The WRKY transcription factor family has more than 70 members in the Arabidopsis (Arabidopsis thaliana) genome, and some of them are involved in plant responses to biotic and abiotic stresses. This study evaluated the role of WRKY45 in regulating phosphate (Pi) uptake in Arabidopsis. WRKY45 was localized in the nucleus and mainly expressed in roots. During Pi starvation, WRKY45 expression was markedly induced, typically in roots. WRKY45 overexpression in Arabidopsis increased Pi content and uptake, while RNA interference suppression of WRKY45 decreased Pi content and uptake. Furthermore, the WRKY45-overexpressing lines were more sensitive to arsenate, the analog of Pi, compared with wild-type seedlings. These results indicate that WRKY45 positively regulates Arabidopsis Pi uptake. Quantitative real-time polymerase chain reaction and ß-glucuronidase staining assays showed that PHOSPHATE TRANSPORTER1;1 (PHT1;1) expression was enhanced in the WRKY45-overexpressing lines and slightly repressed in the WRKY45 RNA interference line. Chromatin immunoprecipitation and electrophoretic mobility shift assay results indicated that WRKY45 can bind to two W-boxes within the PHT1;1 promoter, confirming the role of WRKY45 in directly up-regulating PHT1;1 expression. The pht1;1 mutant showed decreased Pi content and uptake, and overexpression of PHT1;1 resulted in enhanced Pi content and uptake. Furthermore, the PHT1;1-overexpressing line was much more sensitive to arsenate than WRKY45-overexpressing and wild-type seedlings, indicating that PHT1;1 overexpression can enhance Arabidopsis Pi uptake. Moreover, the enhanced Pi uptake and the increased arsenate sensitivity of the WRKY45-overexpressing line was impaired by pht1;1 (35S:WRKY45-18::pht1;1), demonstrating an epistatic genetic regulation between WRKY45 and PHT1;1. Together, our results demonstrate that WRKY45 is involved in Arabidopsis response to Pi starvation by direct up-regulation of PHT1;1 expression.
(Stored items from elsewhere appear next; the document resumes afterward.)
Issue #5897, opened 2023-11-21
[Core ATen Opset] Lower aten_sin


wonjoolee95:
In order for PyTorch/XLA to support the PyTorch core ATen opset, it requires lowering each core ATen op in PyTorch/XLA. This issue is used to track the PyTorch/XLA lowering for **aten_sin**.

Here are some general guidelines to lowering this op:
  - Uncomment `@unittest.skip` or `@unittest.expectFailure` and run the unit test at [test_core_aten_ops.py](https://github.com/pytorch/xla/blob/master/test/test_core_aten_ops.py). Eg: `pytest test/test_core_aten_ops.py -k test_aten_sin_0`
  - Make code changes until the test passes. Read and follow [fix_lowering_for_core_aten_ops.md](https://github.com/pytorch/xla/blob/master/FIX_LOWERING_FOR_CORE_ATEN_OPS.md) for ideas to fix.
    - There may be multiple unit tests for a single op. For this op, the corresponding unit tests are:
      - test_aten_sin_3
    - Please also uncomment the skips for all these tests and ensure all tests are fixed.
    - Note that sometimes the fix may be to fix the unit tests itself. Please take a look at the corresponding unit tests to make sure the tests are valid.
  - Submit the PR!

For any questions, feel free to leave a comment in this PR.

ShatilKhan:
Hi @wonjoolee95 
Please assign me this issue

ShatilKhan:
Hi, thanks for assigning
I'm  new to PyTorch 
I read the docs a bit & found some setup guides, not sure which one to follow
I found this [PyTorch Notebook](https://www.kaggle.com/code/herbison/pytorch-on-cloud-tpus-multicore-example/notebook) on Kaggle
I read the [CONTRIBUTING](https://github.com/pytorch/xla/blob/master/CONTRIBUTING.md) guide as well , should I start here for setting up?
I found the [OP_LOWERING_GUIDE](https://github.com/pytorch/xla/blob/master/OP_LOWERING_GUIDE.md) too , reading through it.
If any maintainers could provide some guidance or tips to getting started that would be very helpful

wonjoolee95:
Sure thing! Glad you'll be working on this, these should be good first issues to start contributing and get familiar with PyTorch/XLA. To answer your questions:

[...]

PR #6462, opened 2024-02-03
Fix some more core aten ops

wonjoolee95:
Fixes https://github.com/pytorch/xla/issues/5848
- `aten::as_strided` is an op that should never be dispatched to torch_xla, as it is a view op and functionalization pass in PyTorch should decompose into `aten::as_strided_copy` (as noted in https://github.com/pytorch/xla/blob/master/codegen/xla_native_functions.yaml#L387, note that functionalization is, by default, enabled in torch_xla and we want that to be the default/norm).Therefore, remove this from the test.

Fixes https://github.com/pytorch/xla/issues/5861
- Introduce a wrapper to pass in kwarg

Fixes https://github.com/pytorch/xla/issues/5859
- Introduce a wrapper to pass in kwarg

Fixes https://github.com/pytorch/xla/issues/5897
- Do manual dtype conversion in aten_sin

### DIFF
--- a/test/test_core_aten_ops.py
+++ b/test/test_core_aten_ops.py
@@ -1371,41 +1371,38 @@ class AtenOpTest(unittest.TestCase):
     kwargs = dict()
     run_export_and_compare(self, torch.ops.aten.div.Scalar, args, kwargs)
 
-  @unittest.skip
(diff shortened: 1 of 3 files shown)


ManfeiBai (approved):
LGTM

PR #6463, opened 2024-02-03
moving torch_xla2 experimental code in-tree

qihqi:
-- skip CIs for it, as it will not be built into torch_xla wheel. 
Will setup different github workflow scripts for it's unit test.


.github/workflows/build_and_test.yml
```diff
@@ -3,10 +3,14 @@ on:
     branches:
       - master
       - r[0-9]+.[0-9]+
+    paths-ignore:
+      - 'experimental/torch_xla2/**'
```
lsy323, line 7: Should be `torch_xla/experimental/torch_xla2/**`? Looks like the CI is still triggered.

lsy323 (approved):
One comment on the GH workflow change. Otherwise LGTM

.github/workflows/build_and_test.yml
qihqi: The files are added to `experimental/` and not `torch_xla/experimental` as the latter still builds into the wheel. 

I am guessing the CI triggered because of changing this file (build_and_test.yml). 

We'll find out if this is the case in next PR.

PR #6484, opened 2024-02-06
[benchmarks] Add `no-skip` argument.

ysiraichi:
This PR adds and argument for not skipping models.

cc @miladm

### DIFF
--- a/benchmarks/experiment_runner.py
+++ b/benchmarks/experiment_runner.py
@@ -111,10 +111,17 @@ class ExperimentRunner:
           logger.info(f"SKIP already completed benchmark")
           continue
 
-        # Skip unsupported config.
-        if not self.model_loader.is_compatible(benchmark_model,
-                                               benchmark_experiment,
-                                               self._args.strict_compatible):
+        # Check if we should execute or skip the current configuration.
+        # A configuration SHOULD be skipped if and only if:
+        #
+        #   1. --no-skip was not specified; AND
+        #
+        #   2. the model is not compatible with the experiment configuration
+        #
+        # Otherwise, we should go ahead and execute it.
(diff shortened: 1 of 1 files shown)


benchmarks/experiment_runner.py
```diff
@@ -111,10 +111,17 @@ def generate_and_run_all_configs(self):
...
-                                               self._args.strict_compatible):
+        # Check if we should execute or skip the current configuration.
+        # A configuration SHOULD be skipped if and only if:
+        #
+        #   1. --no-skip was not specified; AND
+        #
+        #   2. the model is not compatible with the experiment configuration
+        #
+        # Otherwise, we should go ahead and execute it.
+        if (not self._args.no_skip and not self.model_loader.is_compatible(
```
miladm, line 122: don't we need to check for `no_skip` in line `99`? hoping to save some time not loading a model we don't intend to run.

zpcore:
Thanks, by the way, I think we can remove `--strict_compatible`  and the strict_deny_list. I tried with the skip list from the yaml file you introduced without `--strict_compatible` argument and it works fine now!

benchmarks/experiment_runner.py
ysiraichi: I don't think we can do that. We still have to _"load the model"_ for updating the environment variables of the child process (which will actually execute the benchmark). That said, this loading won't take many cycles, since we are calling with `dummy=True`: _"instantiate the wrapper `BenchmarkModel`, but don't instantiate the actual torchbench model."_

ysiraichi:
@zpcore Sure. I will open a new PR doing that.

zpcore (approved):
LGTM!

PR #6488, opened 2024-02-07
Update xla_docker_build.tf

ManfeiBai:


ManfeiBai:
wait for TPUCI result, although this change will only affect after merged;

this PR will be closed after gain the result, because this error disappear in the current TPUCI now, maybe the testing env has changed very quickly?

PR #6492, opened 2024-02-07
CI: increase build timeout from 180 to 240 minutes

cota:
Currently, unless the CI build cache is enabled, builds do time out at 180 minutes. Given that the CI build cache is only enabled on branches on the pytorch/xla repo, contributors external to the project (who therefore cannot push a branch to the pytorch/xla repo) cannot get CI to run.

The WRKY6 transcription factor modulates PHOSPHATE1 expression in response to low Pi stress in Arabidopsis.

Arabidopsis thaliana WRKY family comprises 74 members and some of them are involved in plant responses to biotic and abiotic stresses. This study demonstrated that WRKY6 is involved in Arabidopsis responses to low-Pi stress through regulating PHOSPHATE1 (PHO1) expression. WRKY6 overexpression lines, similar to the pho1 mutant, were more sensitive to low Pi stress and had lower Pi contents in shoots compared with wild-type seedlings and the wrky6-1 mutant. Immunoprecipitation assays demonstrated that WRKY6 can bind to two W-boxes of the PHO1 promoter. RNA gel blot and beta-glucuronidase activity assays showed that PHO1 expression was repressed in WRKY6-overexpressing lines and enhanced in the wrky6-1 mutant. Low Pi treatment reduced WRKY6 binding to the PHO1 promoter, which indicates that PHO1 regulation by WRKY6 is Pi dependent and that low Pi treatment may release inhibition of PHO1 expression. Protein gel blot analysis showed that the decrease in WRKY6 protein induced by low Pi treatment was inhibited by a 26S proteosome inhibitor, MG132, suggesting that low Pi-induced release of PHO1 repression may result from 26S proteosome-mediated proteolysis. In addition, WRKY42 also showed binding to W-boxes of the PHO1 promoter and repressed PHO1 expression. Our results demonstrate that WRKY6 and WRKY42 are involved in Arabidopsis responses to low Pi stress by regulation of PHO1 expression.